• [Problem description] Lines in the listing below that contain the string "closure" are to be found and copied.

• [Data supplied]
:::::
Issue #576, opened 2026-03-26
Tracking: ACP Agent Full Benchmark Runs


simonrosenberg:
## ACP Agent End-to-End Benchmark Runs

Comprehensive tracking of all **full** benchmark runs using ACP agents (`acp-claude`, `acp-codex`, and `acp-gemini`).

**Full run thresholds:** swebench=500, swtbench=433, gaia=165, commit0=16, swebenchmultimodal=68

---

## Master Table (latest run per model per benchmark)

> Validated with [`validate_artifacts.py`](<https://github.com/OpenHands/benchmarks/blob/main/validate_artifacts.py>) — checks: archive readable, logs exist, coverage >= 50%. Cost telemetry checked for acp-claude only (unavailable for acp-codex, proxy-reported for acp-gemini).

### Codex GPT-5.4

| Benchmark | Run ID | Coverage | Resolved | Proxy Cost | Validation | GCS Artifacts |
| -- | -- | -- | -- | -- | -- | -- |
| swebench | [23968384393](<https://github.com/OpenHands/evaluation/actions/runs/23968384393>) | 497/500 (99.4%) | 369 | $197.86 | **PASS** | [results.tar.gz](<https://results.eval.all-hands.dev/swebench/litellm_proxy-openai-gpt-5-4/23968384393/results.tar.gz>) |
| swtbench | [23983221678](<https://github.com/OpenHands/evaluation/actions/runs/23983221678>) | 428/430 (99.5%) | 314 | $150.95 | **PASS** | [results.tar.gz](<https://results.eval.all-hands.dev/swtbench/litellm_proxy-openai-gpt-5-4/23983221678/results.tar.gz>) |
| gaia | [24015998468](<https://github.com/OpenHands/evaluation/actions/runs/24015998468>) | 165/165 (100%) | 140 | $36.35 | **PASS** | [results.tar.gz](<https://results.eval.all-hands.dev/gaia/litellm_proxy-openai-gpt-5-4/24015998468/results.tar.gz>) |
| commit0 | [23968384476](<https://github.com/OpenHands/evaluation/actions/runs/23968384476>) | 16/16 (100%) | 10 | $13.94 | **PASS** | [results.tar.gz](<https://results.eval.all-hands.dev/commit0/litellm_proxy-openai-gpt-5-4/23968384476/results.tar.gz>) |
[...]

PR #700, opened 2026-04-26
fix(commit0): increase conversation and instance timeouts to 4h

simonrosenberg:
## Summary

- Adds `CONVERSATION_TIMEOUT = 4 * 60 * 60` (4h) to `commit0/config.py`, replacing the implicit 3600s default
- Adds `INSTANCE_TIMEOUT = 4 * 60 * 60` (4h) and passes it to `Evaluation.__init__()` so the per-instance hard kill matches the conversation budget
- Wires `CONVERSATION_TIMEOUT` through to both `acp_prompt_timeout` in `build_acp_agent` and `conversation.run(timeout=...)` — both previously hard-coded to 3600s
- Adds an optional `prompt_timeout` param to `build_acp_agent` so benchmarks can override the global ACP default without touching `acp.py` constants

## Motivation

Observed during Opus 4.7 commit0 run: babel, chardet, and marshmallow all failed with `Remote conversation ended with error` after exactly 3600s on every retry. Root cause: `CONVERSATION_TIMEOUT` and `acp_prompt_timeout` both defaulted to 3600s, and these large repos need more time.

Data from live runs:
- marshmallow: ~98 min
- chardet: ~60 min
- babel: >3h

Both `CONVERSATION_TIMEOUT` and `INSTANCE_TIMEOUT` are set to 4h so they are aligned — the conversation timeout fires cleanly before the hard kill.

### DIFF
--- a/benchmarks/commit0/config.py
+++ b/benchmarks/commit0/config.py
@@ -15,11 +15,10 @@ CONDENSER_DEFAULTS = {
 
 # Timeout for each conversation run in seconds.
 # marshmallow: ~98 min, chardet: ~60 min, babel: >3h (exhausted 3h limit without committing)
-# Using 6h (21600s) for babel which needs extended exploration of a large codebase.
-CONVERSATION_TIMEOUT = 21600
+CONVERSATION_TIMEOUT = 4 * 60 * 60
 
 # Per-instance hard kill timeout in seconds (passed to Evaluation base class).
-# Set to 4h to match CONVERSATION_TIMEOUT headroom; babel needs >3h of active work.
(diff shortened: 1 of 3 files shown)


juanmichelini (commented):
@simonrosenberg merging this one would break 1 to 1 comparison with already submitted result.

simonrosenberg:
> @simonrosenberg merging this one would break 1 to 1 comparison with already submitted result.

I guess the question is: for results in openhands-index, how many commit0 inference timeout errors? 
If there aren't any it doesn't break 1 to 1 comparison, let me investigate

simonrosenberg:
Closing per reviewer feedback — merging would break 1-to-1 comparison with already submitted results. The timeout issue is documented in #576 Known Issues instead.

PR #701, opened 2026-05-01
fix(swebench): explicitly close conversation after evaluate_instance to prevent OOM

simonrosenberg:
## Summary

- Wrap the conversation body in `try/finally` and call `conversation.close()` before returning from `evaluate_instance()` in both `swebench` and `swebenchmultimodal` `run_infer.py`
- `close()` sets `self._ws_client = None`, breaking the circular reference so CPython's reference counter can immediately reclaim `_cached_events`

## Root cause (OpenHands/evaluation#540)

`RemoteConversation` has a circular reference that prevents immediate GC:

```
conversation → _ws_client (WebSocketCallbackClient)
             → callback (composed_callback)
             → run_complete_callback closure (remote_conversation.py:813)
             → self._terminal_status_queue   ← captures self
```

Without an explicit `close()` call, CPython's cyclic GC must collect these objects, and it only runs on a threshold — not immediately. With 30 workers completing instances rapidly, many `RemoteConversation` objects pile up.

This is especially bad for ACP agents (`acp-codex`, `acp-claude`) because:
- `ACPAgent` raises `NotImplementedError` if a condenser is configured, so all events accumulate uncapped in `_cached_events`
- GPT-5.5 with `reasoning_effort=high` on large JS projects (wp-calypso in swebenchmultimodal) makes 100+ tool calls per instance; each `ACPToolCallEvent` stores `raw_input` + `raw_output` which can be MB-sized for file reads and test output

**Observed failure**: swebenchmultimodal with `acp-codex` OOMed the eval-container (12Gi limit) at ~40/68 instances across 5 consecutive runs. Both `num_workers=8` and `num_workers=30` hit the same fraction — confirming per-instance linear accumulation rather than concurrency pressure.

## Test plan

- [ ] Trigger a swebenchmultimodal eval with `acp-codex` agent type and verify it runs to completion without OOMKill
- [ ] Verify swebench eval still works normally (no regression)
- [ ] Confirm the fix applies to both files identically

### DIFF
--- a/benchmarks/swebench/run_infer.py
+++ b/benchmarks/swebench/run_infer.py
@@ -330,74 +330,84 @@ class SWEBenchEvaluation(Evaluation):
             delete_on_close=True,
         )
 
-        logger.info("repo_path: %s", repo_path)
-        cp_testebed_repo = workspace.execute_command(
-            (f"mkdir -p {repo_path} ; cp -r /testbed/. {repo_path}")
-        )
-        assert cp_testebed_repo.exit_code == 0, (
-            f"cp_testebed_repo failed: {cp_testebed_repo.stderr}"
-        )
+        try:
+            logger.info("repo_path: %s", repo_path)
+            cp_testebed_repo = workspace.execute_command(
+                (f"mkdir -p {repo_path} ; cp -r /testbed/. {repo_path}")
+            )
+            assert cp_testebed_repo.exit_code == 0, (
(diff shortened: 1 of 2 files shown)


simonrosenberg:
Closing in favor of a cleaner fix: gc.collect() in the Evaluation base class (one change covers all benchmarks) + weakref fix in the SDK to eliminate the circular reference at the source.

PR #702, opened 2026-05-01
fix(evaluation): gc.collect() after each instance to reclaim cyclic RemoteConversation objects

simonrosenberg:
## Summary

Add `gc.collect()` after each instance result is persisted, so the cyclic GC runs once per instance rather than on an unpredictable threshold.

## Why

`RemoteConversation` has a circular reference via its WebSocket callback closure that prevents CPython's reference counter from freeing it immediately. Objects with large `_cached_events` lists accumulate across instances and can OOM the eval-container. Fixes OpenHands/evaluation#540.

## Companion PR

OpenHands/software-agent-sdk#3031 eliminates the cycle at the source with a `weakref`. This `gc.collect()` is a belt-and-suspenders safety net.

### DIFF
--- a/benchmarks/utils/evaluation.py
+++ b/benchmarks/utils/evaluation.py
@@ -650,13 +650,9 @@ class Evaluation(ABC, BaseModel):
                 # from the attempt files, not from this in-memory list.
                 out.history = []
 
-                # Force the cyclic GC to run now. RemoteConversation objects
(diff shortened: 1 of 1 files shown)


simonrosenberg:
Closing because not needed, this fixes it https://github.com/OpenHands/software-agent-sdk/pull/3033

Issue #708, opened 2026-05-12
swtbench: qwen3-coder-next score is artificially low — agent writes source-code fix alongside the test (78% of patches)


juanmichelini:
## Summary

On the recent `swtbench` run [`litellm_proxy-openrouter-qwen-qwen3-coder-next/24103435463`](https://results.eval.all-hands.dev/swtbench/litellm_proxy-openrouter-qwen-qwen3-coder-next/24103435463/results.tar.gz) the model resolves **14 / 424 (3.3 %)** instances ([monitor link](https://openhands-eval-monitor.vercel.app/?days=90&benchmark=swtbench&text=qwen&run=swtbench%2Flitellm_proxy-openrouter-qwen-qwen3-coder-next%2F24103435463)). Analyzing the predicted patches shows the score is almost entirely explained by the agent modifying *source code* alongside its test, which destroys the F2P signal SWT-bench scores on.

## Evidence

Classifying every patch in `output.swtbench.jsonl` by which kinds of files it touches and cross-tabbing with `output.report.json`:

| Patch category                              | # instances | Resolved | Rate      |
| ------------------------------------------- | ----------: | -------: | --------- |
| **Only test files** (clean)                 |          22 |       10 | **45.5 %** |
| Mixed: test files **and** source code       |         332 |        4 | 1.2 %     |
| Only source code / no test                  |          64 |        0 | 0 %       |
| Empty                                       |           3 |        0 | 0 %       |
| **Total**                                   |     **424** |   **14** | **3.3 %** |

Two observations:

1. The agent's tests are actually fine when left alone — **45 %** solve rate on the "only test files" subset, comparable to what we'd expect for this model class.
2. The same agent's solve rate drops to **1.2 %** as soon as the patch also touches source. That's the expected SWT-bench failure mode: if the model's patch also "fixes" the bug, its own test no longer fails on `model_patch`-applied state, so no F2P credit.

**78 % of patches (332 / 424)** fall into the "mixed" bucket — that is what is dragging the score down.

### What the extra (non-test) changes look like

Across the 424 patches the non-test files modified are:

```
  814  source code (e.g. sympy/core/basic.py, django/db/models/sql/query.py, …)
   65  build/lib/...                              (1 instance, psf__requests-1142)
   18  docs/ or doc/
    7  reproduction.py / reproduction_script.py   (repo root)
    1  FIX_SUMMARY.md
    +  15 patches also contain root-level scratch test_*.py files alongside real tests
```

[...]

PR #710, opened 2026-05-13
DRAFT: swtbench: tighten default prompt to discourage non-test edits (option 1 of #708)

juanmichelini:
Addresses option 1 from #708.

## What

Tightens the existing SWT-bench prompt at `benchmarks/swtbench/prompts/default.j2` so the agent stops modifying source code and scratch files alongside its tests.

The previous default prompt was self-contradictory:

* it said _"DON'T have to modify the actual logic and ONLY have to update test logic and tests"_…
* …but then step 2 said _"Create a script `reproduction.py`"_ and step 3 said _"Edit the sourcecode of the repo to integrate your reproduction script into the test framework"_.

That's a lot of the failure mode on qwen3-coder-next (#708 found 78% of patches touch source or scratch files; the test-only subset solves at 45.5%, mixed at 1.2%).

This PR edits `default.j2` to:

- add an `IMPORTANT` block stating exactly which paths are scored and *why* touching source files silences the F2P signal;
- ban scratch files at the repo root (`reproduction.py`, `test_repro.py`, `FIX_SUMMARY.md`), and `build/`, `docs/`, `pyproject.toml`, etc.;
- replace step 2 (`create reproduction.py`) with "use BashTool to confirm the buggy behavior";
- replace step 3 (`edit sourcecode`) with "edit only existing test files inside the test directory";
- add a final step: run `git diff --name-only` and revert anything outside the test directory.

Diff is 13 added / 4 removed lines, no new files.

## Scope

- Single file changed: `benchmarks/swtbench/prompts/default.j2`.
- Applies to every SWT-bench run that doesn't pass `--prompt-path` explicitly — including the SDK [`run-eval.yml`](https://github.com/OpenHands/software-agent-sdk/actions/workflows/run-eval.yml), which doesn't thread `--prompt-path` through, so the change activates automatically once merged.

## How to test

Re-run any SWT-bench config — no extra flags needed. Compare the resulting `output.swtbench.jsonl` patch-shape distribution to the baseline run linked in #708: the "mixed test + source" share should drop substantially. Score lift only materializes if the agent actually follows the instructions; if it doesn't, #711 (post-processing strip) is the safety net.

## Risks / caveats

- This is a behavior nudge to *every* model running SWT-bench, not just qwen3-coder-next. Models that were already test-only are unaffected by the new rules. Models that produced "useful" source-code fixes for some other reason would lose them — but those edits aren't scored anyway, so the only downside is the agent might try harder to comply and waste more turns on test edits. Acceptable IMO; happy to revisit if a strong model regresses.
- Wording is intentionally direct ("DO NOT", "earns zero credit"); if you'd rather keep the tone softer let me know and I'll soften it.
- Does NOT address the agent that ignores instructions entirely — that case is what #711 handles.

Refs #708. Supersedes the earlier version of this PR that added a separate `qwen3_coder_next.j2` template.

---

_This PR was created by an AI agent (OpenHands) on behalf of @juanmichelini._

### DIFF
--- a/benchmarks/swtbench/prompts/default.j2
+++ b/benchmarks/swtbench/prompts/default.j2
@@ -10,10 +10,19 @@ I've uploaded a python code repository in the directory {{ workspace_dir_name }}
 
 Can you help me implement the necessary changes to the repository to test whether the issue in <issue_description> was resolved?
 I will take care of all changes to any of the non-test files. This means you DON'T have to modify the actual logic and ONLY have to update test logic and tests!
-Your task is to make the minimal changes to tests files in the /workspace directory to reproduce the issue in the <issue_description>, i.e., such that the generated tests fail in the current state (where the issue is unresolved) and pass when the issue will be resolved.
+Your task is to make the minimal changes to existing test files in the /workspace directory to reproduce the issue in the <issue_description>, i.e., such that the generated tests fail in the current state (where the issue is unresolved) and pass when the issue will be resolved.
+
+IMPORTANT — only the diff against existing test files inside the repository's test directory (e.g. `tests/`, `test/`, `testing/`) will be scored:
+* DO NOT modify any source file (e.g. files under `sympy/`, `django/`, `sphinx/`, `requests/`, …). Doing so makes your test pass against your own "fix" instead of failing on the buggy code, which silences the bug-reveal signal and earns zero credit.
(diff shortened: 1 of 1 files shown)


juanmichelini:
Tests show tightnening prompt does not work for certain models

PR #712, opened 2026-05-14
swtbench: don't lose a whole run when upstream grading.py crashes on one bad log

juanmichelini:
## What

Patches the cloned upstream `swt-bench/src/grading.py` from `ensure_swt_bench_repo` so a single malformed test log can't sink an entire benchmark report.

## Why

In run [25868145876](https://github.com/OpenHands/evaluation/actions/runs/25868145876) ([eval monitor](https://openhands-eval-monitor.vercel.app/?run=swtbench%2Flitellm_proxy-trinity-large-thinking%2F25868145876%2F&days=15)), inference completed cleanly (`100%|██████████| 432/432`), but the reporting pass crashed at instance ~236/432 with:

```
File "/root/.cache/openhands/swt-bench/swt-bench/src/grading.py", line 76, in get_logs_eval
    content = re.split(r"\n\+ python3 [^\n]*trace.py --count -C coverage.cover [^\n]*\n",
                       raw_content, flags=re.MULTILINE)[1]
IndexError: list index out of range
```

Upstream code:

```python
if "trace.py --count -C coverage.cover" in raw_content:
    content = re.split(
        r"\n\+ python3 [^\n]*trace.py --count -C coverage.cover [^\n]*\n",
        raw_content, flags=re.MULTILINE,
    )[1]
else:
    content = raw_content
```

The substring guard is **strictly weaker** than the regex it gates: a log can contain the substring `trace.py --count -C coverage.cover` without containing the full shell-trace marker line `\n+ python3 … trace.py --count -C coverage.cover …\n` (e.g. when the test container died or got truncated mid-run, or the prefix is `+ python` instead of `+ python3`). `re.split` then returns a single-element list and `[1]` raises `IndexError`. Because the exception is uncaught, it propagates `get_logs_eval → report_results → make_run_report → src/main.py`, so **one bad log aborts the report for all 432 instances** and `report.json` is never written. The whole 2h+ run is lost.

## How

Two idempotent in-place patches applied right after `git clone` in `ensure_swt_bench_repo`:

1. **`get_logs_eval` defensive split** — fall back to `content = raw_content` when `re.split(...)` returns fewer than two chunks. Same behavior as the existing `else` branch.

2. **`report_results` per-instance isolation** — wrap the function so any uncaught grading exception is logged with a full traceback and the instance is reported as `{"resolved": False, "coverage_pred": None, ...}`. This is belt-and-suspenders: even if a future grading bug shows up in some other code path, the run still produces a report.

Both helpers:
- Are guarded by a marker comment → safe to re-apply on a cached clone.
- No-op with a warning if the upstream snippet shape changes, so we never wedge the run if upstream rewrites that code.

## Tests

New `tests/test_swtbench_grading_patches.py` (5 tests, all hermetic — no network/docker):

- `test_unpatched_get_logs_eval_raises_index_error` — reproduces the exact production bug against a minimal fake upstream layout.
- `test_patched_get_logs_eval_falls_back_to_raw_content` — same input no longer raises.
- `test_patches_are_idempotent` — applying twice produces identical bytes.
- `test_patched_report_results_isolates_failures` — simulated `RuntimeError` inside the wrapped function returns a synthetic unresolved dict instead of propagating.
- `test_patch_helpers_no_op_when_grading_missing` — defensive against unexpected upstream layout.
:::::
• [Worked solution]
             → run_complete_callback closure (remote_conversation.py:813)
`RemoteConversation` has a circular reference via its WebSocket callback closure that prevents CPython's reference counter from freeing it immediately. Objects with large `_cached_events` lists accumulate across instances and can OOM the eval-container. Fixes OpenHands/evaluation#540.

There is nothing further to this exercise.